In recent years, ECO has observed, with concern, the negotiations on the future of the Adaptation Fund (AF) in the post-2020 agreement.

Among all of the financial mechanisms under the Convention, the AF has made unique progress. The AF plays an important role in the climate finance landscape by providing funding for small-scale adaptation projects. It now has a portfolio of 50 such projects, enabled especially through its direct access modality. Furthermore, the AF has successfully accredited 20 national implementing entities (NIEs) and helped build local capacity. The AF’s wings should not be clipped.

Unfortunately, the Co-Chairs’ earlier draft text did not recognise these achievements, and failed to paint a clear picture of the AF in the future finance architecture. Thanks to the last surgical insertions, the new version contains a good proposal featuring the AF as a key instrument of the Financial Mechanism.

ECO feels warm and fuzzy about the proposal by the African Group. Currently, adaptation finance is in crisis. Any enhanced action on adaptation requires contributions of all funds, particularly the AF. The AF can help recipient countries to implement their NAPs and their INDCs.

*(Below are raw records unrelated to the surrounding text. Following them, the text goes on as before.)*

PR #1235, opened 2021-03-22
dm: support monitored config

### LINKED ISSUE #1233: tiup dm not support deploy “monitored”
## Bug Report

1. What did you do?

yaml 

```
monitored:   // line: 7
  node_exporter_port: 39100
  blackbox_exporter_port: 39115
```

tiup dm deploy xx.yaml

```
Error: Failed to parse topology file bigdm.yaml (topology.parse_failed)
  caused by: yaml: unmarshal errors:
  line 7: field monitored not found in type spec.topology
```

**TiDB & DM is not on the same host ，Unable to view DM host resource usage。**

```
v1.3.2 tiup
Go Version: go1.13
Git Branch: release-1.3
GitHash: 2d88460
```

9547:

fix #1233 

### Check List 

Tests 

 - Unit test
 - Integration test
 - No code

Code changes

 - Has persistent data change

Side effects

 - Increased code complexity

Related changes

Release notes:

```release-note
NONE
```

### DIFF
--- a/components/dm/spec/bindversion.go
+++ b/components/dm/spec/bindversion.go
@@ -8,7 +8,9 @@ func DMComponentVersion(comp, version string) string {
 	switch comp {
 	case spec.ComponentAlertmanager,
 		spec.ComponentGrafana,
-		spec.ComponentPrometheus:
+		spec.ComponentPrometheus,
+		spec.ComponentBlackboxExporter,
+		spec.ComponentNodeExporter:
 		return ""
 	default:
 		return version
--- a/components/dm/spec/logic.go
+++ b/components/dm/spec/logic.go
@@ -294,7 +294,7 @@ func (topo *Specification) GetGlobalOptions() spec.GlobalOptions {
 
 // GetMonitoredOptions returns MonitoredOptions
 func (topo *Specification) GetMonitoredOptions() *spec.MonitoredOptions {
-	return &topo.MonitoredOptions
+	return topo.MonitoredOptions
 }
 
 // ComponentsByStopOrder return component in the order need to stop.
--- a/components/dm/spec/logic.go
+++ b/components/dm/spec/logic.go
@@ -294,7 +294,7 @@ func (topo *Specification) GetGlobalOptions() spec.GlobalOptions {
 
 // GetMonitoredOptions returns MonitoredOptions
 func (topo *Specification) GetMonitoredOptions() *spec.MonitoredOptions {
-	return nil
+	return &topo.MonitoredOptions
 }
 
 // ComponentsByStopOrder return component in the order need to stop.
--- a/components/dm/spec/topology_dm.go
+++ b/components/dm/spec/topology_dm.go
@@ -35,6 +35,7 @@ const (
 
 var (
 	globalOptionTypeName  = reflect.TypeOf(GlobalOptions{}).Name()
+	monitorOptionTypeName = reflect.TypeOf(MonitoredOptions{}).Name()
 	serverConfigsTypeName = reflect.TypeOf(DMServerConfigs{}).Name()
 )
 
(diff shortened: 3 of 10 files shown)


AstroProfundis (approved):

AstroProfundis:
The tests are failing, I think we could use `v2.0.1` for DM instead of nightly.

9547:
> The tests are failing, I think we could use `v2.0.1` for DM instead of nightly.

It seems that the DM version is not well bound to black_box and node_export, even `v2.0.1`

image

lucklove:
> > The tests are failing, I think we could use `v2.0.1` for DM instead of nightly.
> 
> It seems that the DM version is not well bound to black_box and node_export, even `v2.0.1`
> 
> image

You should put node_expoter and black_expoter here: https://github.com/pingcap/tiup/blob/master/components/dm/spec/bindversion.go#L12

Like https://github.com/pingcap/tiup/blob/master/pkg/cluster/spec/bindversion.go#L23

So that tiup-dm can detect what's the correct xxx_expoter version (instead of use the cluster version)

lucklove:
Should deal with https://github.com/pingcap/tiup/blob/master/embed/templates/config/prometheus.yml.tpl#L17

DM doesn't has `node.rules.yml`, `blacker.rules.yml` and `bypass.rules.yml` in released versions. So maybe we should only config these files in TiDB context.

```
{{- if .MonitoredServers}}{{if .PDAddrs}}
  - 'node.rules.yml'
  - 'blacker.rules.yml'
  - 'bypass.rules.yml'
{{end}}{{- end}}
```

lucklove:
@buggithubs This requirement is strange, grafana dashboard for DM cluster doesn't has exporter panel at all.

lucklove:
I'm sorry, 9547. I have confirmed that we don't have a grafana panel for node exporter in DM cluster yet. It may take a little time to design one.

At this time, it's better implement this as a hidden feature: If the user doesn't configure `monitored` field, we just keep the old behavior and don't deploy node exporter and blackbox exporter. To archive this, we should implments [MonitoredOptions](https://github.com/pingcap/tiup/blob/master/components/dm/spec/topology_dm.go#L89) as a pointer so that if the user doesn't specify it, it will be nil.

The advantage of this scheme is that, some users deploy DM cluster overlaps TiDB cluster, some the the machines are shared between DM and TiDB. If DM and TiDB both deploy monitors by default, there will be conflict and the user may not be aware of that. When the user destroy one of the cluster, another cluster's exporters are destroyed, too. When I make users configure DM monitors explicitly, they will think about what these config means.

lucklove:
I try to implement this scheme but get into trouble, I'm not sure what happened at this time:

屏幕快照 2021-03-25 下午5 29 02

I use the default setting and the conflict detected. https://github.com/lucklove/tiup/commit/36a5b3b390224ab1d45536fd3042f937fbef9815

9547:
> I try to implement this scheme but get into trouble, I'm not sure what happened at this time:
> 
> 屏幕快照 2021-03-25 下午5 29 02
> 
> I use the default setting and the conflict detected. [lucklove@36a5b3b](https://github.com/lucklove/tiup/commit/36a5b3b390224ab1d45536fd3042f937fbef9815)

I've cherry-picked your commit, why the conflict detected is the default config not updated. The root cause is this line https://github.com/lucklove/tiup/blob/36a5b3b390224ab1d45536fd3042f937fbef9815/components/dm/spec/topology_dm.go#L38

```go
	monitorOptionTypeName = reflect.TypeOf(&MonitoredOptions{}).Name()
```

the ponitor's reflact-type name is empty, so all the fields will be skipped in this line https://github.com/lucklove/tiup/blob/36a5b3b390224ab1d45536fd3042f937fbef9815/components/dm/spec/topology_dm.go#L697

Despite the scarcity of the resources, the Fund’s board received an unprecedented 15 proposals (including the first regional programmes) at its last meeting. The demand for and relevancy of the AF is real.

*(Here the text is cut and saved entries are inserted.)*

PR #1243, opened 2021-03-25
tiup: fix -v/--version argument

AstroProfundis:
Not able to show components' version as the `-v/--version` was always been processed by `tiup`. It was introduced in #1158 

Not using cobra's builtin `Version` field, but define a custom version argument in `tiup`.

### Check List 

Tests 

Release notes:

```release-note
NONE
```

### DIFF
--- a/cmd/root.go
+++ b/cmd/root.go
@@ -33,9 +33,10 @@ func init() {
 	cobra.EnableCommandSorting = false
 
 	var (
-		binary  string
-		binPath string
-		tag     string
+		binary       string
+		binPath      string
+		tag          string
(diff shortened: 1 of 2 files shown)


9547:
Another question that's a little bit related, when I'm running `tiup dm -v`, the output doesn't show dm, does it by design or not:

image

AstroProfundis:
> does it by design or not

That's not totally by design, but is the expected behaviour. The field is actually the `args[0]` of the command, if you invoke the `tiup-dm` binary directly you'll see the difference.

We have some tricks handling `args[0]` in `cluster` to show correctly help messages, but they're generally not essential so it could be ok to just leave them alone.

PR #1252, opened 2021-03-27
cluster: Type -> Rule in confirmTopology

9547:

IN `tiup cluster display` the topology's header is like below:

image

But in `tiup cluster scale-out` the topology's header is like below:

image

Let's be consistent

### Check List 

Tests 

 - Unit test
 - Integration test
 - No code

Code changes

 - Has persistent data change

Side effects

 - Increased code complexity

Related changes

Release notes:

```release-note
NONE
```

### DIFF
--- a/pkg/cluster/manager/manager.go
+++ b/pkg/cluster/manager/manager.go
@@ -87,7 +87,7 @@ func (m *Manager) confirmTopology(name, version string, topo spec.Topology, patc
 
 	clusterTable := [][]string{
 		// Header
-		{"Type", "Host", "Ports", "OS/Arch", "Directories"},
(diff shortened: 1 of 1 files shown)


pkg/cluster/manager/manager.go
```diff
@@ -87,7 +87,7 @@ func (m *Manager) confirmTopology(name, version string, topo spec.Topology, patc
 
 	clusterTable := [][]string{
 		// Header
-		{"Type", "Host", "Ports", "OS/Arch", "Directories"},
+		{"Rule", "Host", "Ports", "OS/Arch", "Directories"},
```
lucklove, line 90: Maybe `Role`?

9547: Sorry :sweat_smile:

This burgeoning interest should be understood as a call for more pledges to help the Fund reach the fundraising target of US$100 million by COP21. However, this remains only a short-term solution. The long-term solution would be granting the AF a specific mandate under the new agreement. As the AF is a fund where all developing countries are eligible for financing in principle, it is a powerful tool for advancing the adaptation debate across the globe. Within a few years, the AF has pioneered a robust direct access and operationalised a streamlined and rapid project cycle that enables developing countries to maintain full ownership throughout project implementation and ensure monitoring and transparency at each stage.

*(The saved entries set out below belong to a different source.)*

PR #1253, opened 2021-03-27
cluster: reuse cluster.DeployOption and spec.PDScaleScript

9547:
### Check List 

Tests 

 - Unit test
 - Integration test
 - No code

Code changes

 - Has persistent data change

Side effects

 - Increased code complexity

Related changes

Release notes:

```release-note
NONE
```

### DIFF
--- a/pkg/cluster/template/scripts/pd.go
+++ b/pkg/cluster/template/scripts/pd.go
@@ -149,3 +149,12 @@ func NewPDScaleScript(pdScript *PDScript) *PDScaleScript {
 func (c *PDScaleScript) Config() ([]byte, error) {
 	return c.configWithScript("run_pd_scale.sh.tpl")
 }
+
+// ConfigToFile write config content to specific path
+func (c *PDScaleScript) ConfigToFile(file string) error {
+	config, err := c.Config()
+	if err != nil {
+		return err
+	}
+	return os.WriteFile(file, config, 0755)
+}
--- a/pkg/cluster/template/scripts/pd.go
+++ b/pkg/cluster/template/scripts/pd.go
@@ -21,7 +21,6 @@ import (
 	"text/template"
 
 	"github.com/pingcap/tiup/embed"
-	"github.com/pingcap/tiup/pkg/logger/log"
 )
 
 // PDScript represent the data to generate pd config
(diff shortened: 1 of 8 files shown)


pkg/cluster/template/scripts/pd.go
```diff
@@ -142,58 +145,7 @@ func NewPDScaleScript(name, ip, deployDir, dataDir, logDir string) *PDScaleScrip
...
-}
-
-// ConfigToFile write config content to specific path
-func (c *PDScaleScript) ConfigToFile(file string) error {
-	config, err := c.Config()
-	if err != nil {
-		return err
-	}
-	return os.WriteFile(file, config, 0755)
+	return c.configWithScript("run_pd_scale.sh.tpl")
```
lucklove, line 150: I think this may not work as you expected since you removed `func (c *PDScaleScript) WithXXX`.

When we call WithXXX [in scale out stage](https://github.com/pingcap/tiup/blob/master/pkg/cluster/spec/pd.go#L269), the `WithXXX` will return a PDScript pointer because you removed `WithXXX` on `PDScaleScript` (it will fallback to PDScript's WithXXX).  Then when you call [ConfigToFile](https://github.com/pingcap/tiup/blob/master/pkg/cluster/spec/pd.go#L280) or `Config`, it will call on `PDScript`, so the script generated in scale-out stage is not correct.

9547: Thanks for your professional advice 👍

9547: PTAL

lucklove: Still not work because PDScaleScript not implements [ConfigToFile](https://github.com/pingcap/tiup/pull/1253/files#diff-52ed75eb339663407c56ff6cf1b6bdf3a0995e7e9da391e4d28f113c9f14eb39R281)

9547: Sorry, please take another look.

AstroProfundis:
/hold

The github actions seems to be very slow now, we'll hold all PRs until the `v1.4.0` is successfully released.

A division of labor between the AF and GCF is needed in order to enhance complementarity and reduce the recipient countries’ burden in accessing the funds. ECO reckons that the new agreement should build on well-functioning institutions with proven track records, instead of dedicating all adaptation resources to a newly established Fund to meet the needs of the vulnerable countries. Given the GCF is well-resourced for some time and still has to learn how to spend money on effective adaptation, COP21 could also send an important signal through new financial pledges for the AF—and the Least Developed Countries Fund.